Compound Property Functions (By Name)

Retrieve calculated properties using a compound name (e.g., "Aspirin"). Format: compound_name_get_[Property](identifier)

Code Example

# test_pubchmapi.py
from PubChmAPI import (
    compound_name_get_Title,
    compound_name_get_MolecularFormula,
    compound_name_get_MolecularWeight,
    compound_name_get_CanonicalSMILES,
    compound_name_get_InChI,
    compound_name_get_InChIKey,
    compound_name_get_IUPACName,
    compound_name_get_XLogP,
    compound_name_get_ExactMass
)

def test_pubchmapi():
    compound = "Aspirin"
    print("Testing PubChmAPI functions for:", compound)

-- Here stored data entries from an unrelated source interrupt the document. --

PR #2586, opened 2026-08-19
feat(openedx): parse video transcripts out of course archives

blarghmatey:

MIT Learn ETL → OL Data Platform migration, Cohort 4: https://github.com/mitodl/hq/issues/11513

**Layer 3 of a stack. Base is #2584**, which is based on #2583. Review from the bottom.

Adds `openedx/processed_data/course_transcript_text`: one JSONL row per subtitle file, in the **same row shape as the document rows** from #2584, so the `integrations__learn__content_files` model above can union the two without reconciling schemas.

Registered per deployment alongside the document asset — verified that `mitx`, `mitxonline` and `xpro` each expose both `course_document_text` and `course_transcript_text`.

**Why this is a separate asset rather than part of #2584.** Transcripts parse in-process and need no external service. Folding them into the Tika asset would mean a Tika outage also stopped transcript extraction — two independent failure domains sharing one fate for no reason. The cost is that each asset downloads the bundle itself; a second download is cheaper than a coupled outage.

**The parsers reproduce mit-learn exactly, and its test cases are ported verbatim.** `text_from_srt_content` and `text_from_sjson_content` mirror `learning_resources/etl/utils.py`, and the two cases from `utils_test.py` are copied into this suite as the parity contract. This is the same approach used for the podcast duration parser in #2579: a cutover diff should reveal a difference in the *data*, never in how the two sides parse it.

**One quirk is preserved deliberately.** mit-learn's SRT sequence-number rule is a bare `\d+\n`, which also strips a caption line that happens to be only digits — a subtitle reading `1984` is removed as though it were an index. That is pinned by `test_srt_digit_only_caption_is_stripped`, with a comment saying why: diverging would turn every such caption into a spurious difference during parallel validation. Worth fixing, but in both repos together, not here.

**Suffix dispatch matters more than it looks.** Open edX names its subtitles `subs_<id>.srt.sjson` — that is **SJSON, not SRT**, despite the middle of the filename. Dispatch is on the final suffix, matching mit-learn's transformer map, and there is a test for exactly this case.

**Two accounting decisions carried over from #2584, for the same reasons:**
- A transcript parsing to empty text is **recorded**, not dropped — an empty caption track and a file that was never seen are different facts.
- A malformed transcript is **counted and skipped**, not raised — one bad file must not cost the whole course.

Note this layer has **no** health guard equivalent to #2584's `assert_extraction_healthy`. That guard exists because a Tika outage can fail every document at once; transcript parsing has no external dependency that can fail wholesale, so the analogous failure mode does not exist here. Called out because its absence is a decision, not an oversight.

### Refactor included

`read_bundle_members` and `bundle_data_version` are factored out of #2584's asset, since both assets now need them. This is why the diff touches `content_files.py`.

### How can this be tested?

```
cd dg_projects/openedx
uv run --with pytest-cov pytest openedx_tests/ -q
```

Actually run on this branch:
- `dg_projects/openedx` suite — **54 passed** (19 new)
- `uv run pre-commit run --all-files` — passes (ruff, mypy, and the rest)
- Code-location load check — all three deployment repositories resolve, each exposing both extraction assets

Not run: parsing against a real course archive. The parsers are exercised against mit-learn's own fixtures and hand-built cases; the first real run is the actual check on production subtitle files.

### Additional Context

A latent bug ruff and mypy caught that the tests could not: refactoring `read_bundle_members` out of #2584's asset body briefly left `tarfile` unused, the formatter removed the import, and nothing in the test suite exercises that code path — so it would have surfaced as a runtime `NameError` on the first real materialization. Fixed here, and worth knowing that the pure-function tests in this area deliberately do not cover the I/O path.

### DIFF
--- a/dg_projects/openedx/openedx/assets/content_files.py
+++ b/dg_projects/openedx/openedx/assets/content_files.py
@@ -22,6 +22,7 @@ import logging
 import mimetypes
 import tarfile
 from collections.abc import Callable, Iterable, Iterator
+from contextlib import contextmanager
 from pathlib import Path
 from tempfile import NamedTemporaryFile
 from typing import Any
@@ -74,6 +75,53 @@ def is_transcript(relative_path: str) -> bool:
     suggests.
     """
     return Path(relative_path).suffix.lower() in TRANSCRIPT_SUFFIXES
+
+
+@contextmanager
+def open_bundle_members(
+    bundle_location: UPath, temp_files: list[Path]
+) -> Iterator[Iterator[tuple[str, Callable[[], bytes]]]]:
+    """Download the static-asset tarball and walk it without loading it all.
+
+    Yields an iterator of ``(relative_path, read_bytes)``. ``read_bytes`` is a
+    callable, so a member's bytes are only pulled into memory if the caller
+    actually wants that member -- both callers decide from the path alone
+    whether a file is theirs to handle.
+
+    That laziness is the point. A real 14.310x export is 152 MiB and is mostly
+    images and archives that neither asset touches: reading every member up
+    front held all of it resident alongside the downloaded tarball and the
+    extracted text, which is what could exhaust a worker on a media-heavy
+    course. Members are streamed one at a time rather than materialised as a
+    list, so a completed member's bytes become collectable immediately.
+
+    ``temp_files`` accumulates paths for the caller to clean up, so the download
+    is removed even when extraction raises.
+
+    Shared with the transcript asset: both read the same bundle, and each pays
+    its own download rather than one depending on the other's output. That is
+    deliberate -- it keeps a Tika outage from also stopping transcripts.
+    """
+    bundle_path = Path(
+        NamedTemporaryFile(delete=False, suffix="_static_assets.tar.gz").name
+    )
+    temp_files.append(bundle_path)
+    bundle_location.fs.get_file(str(bundle_location), str(bundle_path))
+
+    with tarfile.open(bundle_path, "r:gz") as bundle:
+
+        def _members() -> Iterator[tuple[str, Callable[[], bytes]]]:
+            for member in bundle:
+                if not member.isfile():
+                    continue
+
+                def _read(member: tarfile.TarInfo = member) -> bytes:
+                    extracted = bundle.extractfile(member)
+                    return extracted.read() if extracted else b""
+
+                yield member.name, _read
+
+        yield _members()
 
 
 def _content_type(relative_path: str) -> str:
@@ -349,37 +397,12 @@ def extract_course_document_text(
 
     temp_files: list[Path] = []
     try:
-        bundle_path = Path(
-            NamedTemporaryFile(delete=False, suffix="_static_assets.tar.gz").name
-        )
-        temp_files.append(bundle_path)
         context.log.info(
             "Downloading static asset bundle from %s", course_static_assets
         )
-        course_static_assets.fs.get_file(str(course_static_assets), str(bundle_path))
-
-        # Members are walked lazily and their bytes pulled only for the ones
-        # that survive filtering. A real 14.310x export is 152 MiB and is mostly
-        # images and archives that get skipped; reading every member up front
-        # held all of that resident alongside the tarball and the extracted
-        # text, which is what could exhaust a worker on a media-heavy course.
-        with tarfile.open(bundle_path, "r:gz") as bundle:
-
-            def _members(
-                bundle: tarfile.TarFile = bundle,
-            ) -> Iterator[tuple[str, Callable[[], bytes]]]:
-                for member in bundle:
-                    if not member.isfile():
-                        continue
-
-                    def _read(member: tarfile.TarInfo = member) -> bytes:
-                        extracted = bundle.extractfile(member)
-                        return extracted.read() if extracted else b""
-
-                    yield member.name, _read
-
+        with open_bundle_members(course_static_assets, temp_files) as members:
             rows, counters = build_document_rows(
-                _members(),
+                members,
                 course_id=course_id,
                 source_system=source_system,
                 extract=tika.extract_text,
--- a/dg_projects/openedx/openedx/assets/transcripts.py
+++ b/dg_projects/openedx/openedx/assets/transcripts.py
@@ -112,7 +112,11 @@ def transcript_text(relative_path: str, raw: bytes) -> str | None:
     the caller distinguishes the two by checking the suffix itself.
     """
     try:
-        content = raw.decode("utf-8")
+        # utf-8-sig, not utf-8: MIT Learn runs these through Tika, which does
+        # charset detection first, so a BOM'd transcript extracts fine there and
+        # would fail here. No BOMs appeared in ~20k srt/sjson files sampled
+        # across 49 production exports, so this is insurance rather than a fix.
+        content = raw.decode("utf-8-sig")
     except UnicodeDecodeError:
         log.exception("Transcript is not valid UTF-8: %s", relative_path)
         return None
@@ -139,9 +143,9 @@ def build_transcript_rows(
     ``members`` yields ``(relative_path, read_bytes)``. The bytes stay behind a
     callable so the many non-transcript files in an export are never read.
 
-    A transcript that parses to empty text is still recorded. An empty caption
-    track and a file that was never seen are different facts, and only one of
-    them is worth investigating.
+    A transcript that parses to empty text is still recorded, and so is one that
+    fails to parse. An empty caption track, an unparseable file and a file that
+    was never seen are three different facts, and only the row carries which.
     """
     rows: list[dict[str, Any]] = []
     counters = {"candidates": 0, "extracted": 0, "empty": 0, "failed": 0}
@@ -156,6 +160,24 @@ def build_transcript_rows(
 
         if text is None:
             counters["failed"] += 1
+            # A failed parse still gets a row. Emitting nothing makes it
+            # indistinguishable downstream from the file having been deleted
+            # from the course, which is what MIT Learn unpublishes on.
+            rows.append(
+                {
+                    "course_id": course_id,
+                    "source_system": source_system,
+                    "file_path": relative_path,
+                    "content_type": (
+                        "application/json"
+                        if relative_path.lower().endswith(SJSON_SUFFIX)
+                        else "text/plain"
+                    ),
+                    "size_bytes": len(raw),
+                    "content": None,
+                    "extraction_status": "failed",
+                }
+            )
             continue
 
         # Status is decided on the stripped text, so the content must be
@@ -192,6 +214,26 @@ def build_transcript_rows(
     return rows, counters
 
 
+def assert_parsing_healthy(counters: dict[str, int], course_id: str) -> None:
+    """Refuse to publish a course whose every transcript failed to parse.
+
+    Without this the asset publishes a JSONL of nothing but failure rows, which
+    a consumer that filters on status reads as "this course has no transcripts"
+    -- the failure mode that looks like success. The document asset guards the
+    same case; this is the total-failure half of it, which is the part that is
+    not Tika-specific. There is no success-rate floor here because parsing is
+    local: a partial failure means malformed files, not a sick service.
+    """
+    candidates = counters["candidates"]
+    if candidates and not (counters["extracted"] + counters["empty"]):
+        msg = (
+            f"Refusing to publish transcript text for {course_id}: all "
+            f"{candidates} transcripts failed to parse. Publishing would be "
+            "indistinguishable from 'this course has no transcripts'."
+        )
+        raise RuntimeError(msg)
+
+
 @asset(
     key=AssetKey(("openedx", "processed_data", "course_transcript_text")),
     group_name="openedx",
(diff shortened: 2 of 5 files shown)


blarghmatey:
## Validated against real subtitles

Ran `build_transcript_rows` over every subtitle in `course-v1:MITx+14.310x+3T2021` (pulled from the QA landing zone). **The parsers came out clean on the first run:**

```
{'candidates': 1208, 'parsed': 1208, 'empty': 0, 'failed': 0}
```

- **1,208 transcripts parsed, none failed, none empty**
- Split **904 SJSON / 304 SRT** — confirming both paths are exercised by a single real course, and that SJSON is the dominant format
- **0 rows still containing `-->`** — every timestamp stripped, which is the thing most likely to go wrong silently
- Longest: 14,483 chars from `static/subs_14.310x_Lect4_Seg3_Final.srt.sjson`, reading as clean prose

The suffix-dispatch decision is vindicated by the real filenames: `subs_-GQxFdhr_qU.srt.sjson` (SJSON despite `.srt` in the middle) sits in the same directory as `14.310_Lecture_15_Segment_03-_Part1.srt` (SRT, with dots in the stem) and `14.310x Syllabus.pdf`. Last-suffix matching gets all three right; splitting on the first dot gets all three wrong.

## This validation also caught a defect in the layer below

`mimetypes` maps `.srt` → `text/plain`, which is in Tika's supported set, and a live Tika returns such a file *verbatim* — timestamps and all. So before the fix, all 304 SRT files would have been published **twice** against the same `file_path`: once as unusable noise from the document asset, once parsed properly here. The `integrations__learn__content_files` model above would have unioned both.

Fixed in the layer below (`33768737`), since it is the document extractor that needs to know what is not its own. Overlap between the two assets is now measured at **0**:

```
document paths     60
transcript paths   1,208
intersection       0
```

`SRT_SUFFIX`, `SJSON_SUFFIX` and `is_transcript` consequently moved into `content_files.py`, and this layer imports them — which is why the diff here is smaller than when this PR was first opened.

dg_projects/openedx/openedx/assets/transcripts.py
```diff
@@ -0,0 +1,234 @@
...
+    for relative_path, raw in members:
+        if not is_transcript(relative_path):
+            continue
+
+        counters["candidates"] += 1
+        text = transcript_text(relative_path, raw)
+
+        if text is None:
+            counters["failed"] += 1
+            continue
```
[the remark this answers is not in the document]
blarghmatey: Confirmed and fixed in 14ad64d. null, [], "str", 42, {"text": null} and {"text": "not a list"} all parse cleanly and then raised AttributeError/TypeError past the JSONDecodeError guard, aborting the course. text_from_sjson_content now type-checks the parsed value and the text array, and skips non-string captions rather than raising. Parametrized over all eight shapes, plus a test that one bad file doesn't lose the others.

dg_projects/openedx/openedx/assets/transcripts.py
```diff
@@ -0,0 +1,234 @@
...
+                "course_id": course_id,
+                "source_system": source_system,
+                "file_path": relative_path,
+                "content_type": (
+                    "application/json"
+                    if relative_path.lower().endswith(SJSON_SUFFIX)
+                    else "text/plain"
+                ),
+                "size_bytes": len(raw),
+                "content": text or None,
```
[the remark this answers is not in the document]
blarghmatey: Confirmed and fixed in 14ad64d. Status is decided on the stripped text, so content is now nulled on that same basis (`text if has_text else None`) rather than on `text or None`. A whitespace-only transcript is now empty status with null content, matching the document-row contract it's unioned with.

dg_projects/openedx/openedx/assets/content_files.py
```diff
@@ -73,6 +73,42 @@ def is_transcript(relative_path: str) -> bool:
...
+
+
+def bundle_data_version(bundle_location: UPath) -> str:
+    """Recover the content hash the bundle object key was named with.
+
+    Extracted text is a pure function of the archive plus the extractor, so
+    versioning on the bundle means re-extracting an unchanged bundle produces an
+    identical result.
+    """
+    return str(bundle_location).rsplit("/", 1)[-1].split(".")[0]
```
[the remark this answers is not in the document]
blarghmatey: Confirmed and fixed in 133aa4d — same fix as the #2584 thread. bundle_data_version is gone; both assets now version on the SHA-256 of their emitted JSONL via hashlib.file_digest, so a parser or Tika change on an unchanged bundle produces a new DataVersion and upstream_or_code_changes() consumers see it move.

dg_projects/openedx/openedx/assets/transcripts.py
```diff
@@ -0,0 +1,234 @@
...
+
+    Reproduces mit-learn's ``text_from_srt_content`` exactly, including the
+    sequence-number rule being a bare ``\\d+\\n`` -- which also removes a
+    caption line that happens to be only digits. That is a real quirk, kept on
+    purpose: diverging here would make every such caption a spurious difference
+    during parallel validation. Fix it in both repos together or not at all.
+    """
+    content = _SRT_TIMESTAMP.sub("", content)
+    content = _SRT_SEQUENCE.sub("", content)
+    return _SRT_BLANK_LINES.sub(" ", content)
```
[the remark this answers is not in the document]
blarghmatey: Confirmed and fixed in 14ad64d. The mit-learn parity fixture happens to contain no blank line between blocks, so _SRT_BLANK_LINES — the regex most likely to diverge — was the one nothing covered. Added a standard multi-block SRT case asserting the timings are gone, both captions survive, and no double newline remains.

dg_projects/openedx/openedx/assets/transcripts.py
```diff
@@ -0,0 +1,234 @@
...
+    course_id = context.partition_key
+
+    temp_files: list[Path] = []
+    try:
+        members = read_bundle_members(course_static_assets, temp_files)
+        rows, counters = build_transcript_rows(
+            members, course_id=course_id, source_system=source_system
+        )
+
+        output_file = Path(
```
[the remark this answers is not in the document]
blarghmatey: Confirmed and fixed in 14ad64d: the status is now "extracted", and the counter key with it. You're right that a shared schema whose status vocabulary differs by source isn't shared. Test pins it against the document asset's value.

dg_projects/openedx/openedx/assets/transcripts.py
```diff
@@ -0,0 +1,261 @@
...
+    context: AssetExecutionContext, course_static_assets: UPath
+):
+    """Parse every subtitle file in the course bundle into plain text."""
+    source_system = context.resources.openedx.deployment
+    course_id = context.partition_key
+
+    temp_files: list[Path] = []
+    try:
+        with open_bundle_members(course_static_assets, temp_files) as members:
+            rows, counters = build_transcript_rows(
```
mbertrand: The PR body says the analogous failure mode to #2584's health guard doesn't exist here, but I think that's only true of the rate floor. The total-failure clause in `assert_extraction_healthy` isn't about Tika — it refuses to publish "all N candidates failed" as an empty JSONL that downstream can't tell apart from "this course has no transcripts". That can happen in-process: a UTF-16 subtitle set fails every file on the `utf-8` decode (one authoring tool for a whole course is plausible — see the comment on line 115), and I confirmed `build_transcript_rows` returns `rows=[]` with `failed=N` and nothing between here and the `Output` refuses the publish. Porting just that clause is a few lines:

```python
if counters["candidates"] and not (counters["extracted"] + counters["empty"]):
    msg = (
        f"Refusing to publish transcript text for {course_id}: all "
        f"{counters['candidates']} transcripts failed to parse."
    )
    raise RuntimeError(msg)
```

Same tradeoff #2584 accepted: a one-transcript course with one bad file blocks until someone looks, which was judged better than silently publishing empty. If you'd rather leave it out, the body's "the analogous failure mode does not exist" claim should at least be narrowed to the rate floor.

dg_projects/openedx/openedx/assets/transcripts.py
```diff
@@ -0,0 +1,261 @@
...
+    for relative_path, read_bytes in members:
+        if not is_transcript(relative_path):
+            continue
+
+        counters["candidates"] += 1
+        raw = read_bytes()
+        text = transcript_text(relative_path, raw)
+
+        if text is None:
+            counters["failed"] += 1
```
mbertrand: Same question I left on #2584: a failed parse leaves no row, which downstream can't distinguish from the file having been removed from the course — Learn keeps that signal today via `failed_keys` exempting failures from its unpublish pass. Not asking to settle it in this PR, just flagging that both assets feed the same union model, so whichever way the failed-row decision lands on #2584 should land here in the same change.

dg_projects/openedx/openedx/assets/transcripts.py
mbertrand: If every transcript fails to parse (e.g. all UTF-16, per my other comment), this still publishes an empty JSONL that downstream reads as "no transcripts". The total-failure clause in `assert_extraction_healthy` isn't Tika-specific, so I think it's worth porting just that part:

```python
if counters["candidates"] and not (counters["extracted"] + counters["empty"]):
    msg = f"All {counters['candidates']} transcripts failed to parse for {course_id}"
    raise RuntimeError(msg)
```

dg_projects/openedx/openedx/assets/transcripts.py
mbertrand: Same issue I flagged on #2584 — a failed parse leaves no row, so downstream can't tell it from a deleted file. Whatever we decide there should apply to both assets, since they feed the same union model.

dg_projects/openedx/openedx/assets/transcripts.py
```diff
@@ -0,0 +1,261 @@
...
+
+
+def transcript_text(relative_path: str, raw: bytes) -> str | None:
+    """Parse one transcript file, dispatching on its suffix.
+
+    Returns None when the file is not a transcript, or when parsing failed --
+    the caller distinguishes the two by checking the suffix itself.
+    """
+    try:
+        content = raw.decode("utf-8")
```
mbertrand: Learn runs these files through Tika before parsing, and Tika does charset detection first — so a non-UTF-8 or BOM'd transcript would extract fine in Learn but fail here with no row. To see if that matters in practice, I scanned the latest production exports for 49 courses (the largest video-heavy ones plus a random sample, ~20k srt/sjson files): all UTF-8, no BOMs. So this looks like a non-issue for our content. `raw.decode("utf-8-sig")` is a cheap guard if a BOM ever shows up, but I wouldn't block on it.

dg_projects/openedx/openedx/assets/transcripts.py
mbertrand, line 263: If every transcript in a course fails to parse, this still publishes an empty JSONL that downstream reads as "no transcripts". The total-failure clause in `assert_extraction_healthy` isn't Tika-specific, so I think it's worth porting just that part:

```python
if counters["candidates"] and not (counters["extracted"] + counters["empty"]):
    msg = f"All {counters['candidates']} transcripts failed to parse for {course_id}"
    raise RuntimeError(msg)
```

dg_projects/openedx/openedx/assets/transcripts.py
mbertrand, line 162: Same issue I flagged on #2584 — a failed parse leaves no row, so downstream can't tell it from a deleted file.

dg_projects/openedx/openedx/assets/content_files.py
```diff
@@ -76,6 +77,53 @@ def is_transcript(relative_path: str) -> bool:
...
+    its own download rather than one depending on the other's output. That is
+    deliberate -- it keeps a Tika outage from also stopping transcripts.
+    """
+    bundle_path = Path(
+        NamedTemporaryFile(delete=False, suffix="_static_assets.tar.gz").name
+    )
+    temp_files.append(bundle_path)
+    bundle_location.fs.get_file(str(bundle_location), str(bundle_path))
+
+    with tarfile.open(bundle_path, "r:gz") as bundle:
```
mbertrand, line 111: Could use a test with a real tar.gz — nothing exercises this path now, which is how the `tarfile` import almost got dropped (per your Additional Context note).

mbertrand (changes requested):

dg_projects/openedx/openedx/assets/transcripts.py
blarghmatey: Fixed in d717879: decoding as utf-8-sig. Took it as insurance on your scan result rather than as a fix — the comment records that no BOMs turned up in the ~20k files you sampled.

dg_projects/openedx/openedx/assets/transcripts.py
blarghmatey: Fixed in d717879: assert_parsing_healthy ports the total-failure clause and runs before the JSONL is written. Left out the rate floor deliberately — parsing is local, so a partial failure means malformed files rather than a sick service.

dg_projects/openedx/openedx/assets/transcripts.py
blarghmatey: Fixed in d717879: a failed parse now gets a row with extraction_status "failed" and null content, same as the document rows in #2584 (f2c0305).

dg_projects/openedx/openedx/assets/content_files.py
blarghmatey: Fixed in d717879: test_open_bundle_members_reads_a_real_tarball builds a tar.gz, walks it through open_bundle_members, and checks the directory entry is skipped and the download is registered for cleanup.

mbertrand (approved):
👍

    print("Title:", compound_name_get_Title(compound))
    print("Molecular Formula:", compound_name_get_MolecularFormula(compound))
    print("Molecular Weight:", compound_name_get_MolecularWeight(compound))
    print("Canonical SMILES:", compound_name_get_CanonicalSMILES(compound))
    print("InChI:", compound_name_get_InChI(compound))
    print("InChIKey:", compound_name_get_InChIKey(compound))
    print("IUPAC Name:", compound_name_get_IUPACName(compound))
    print("XLogP:", compound_name_get_XLogP(compound))
    print("Exact Mass:", compound_name_get_ExactMass(compound))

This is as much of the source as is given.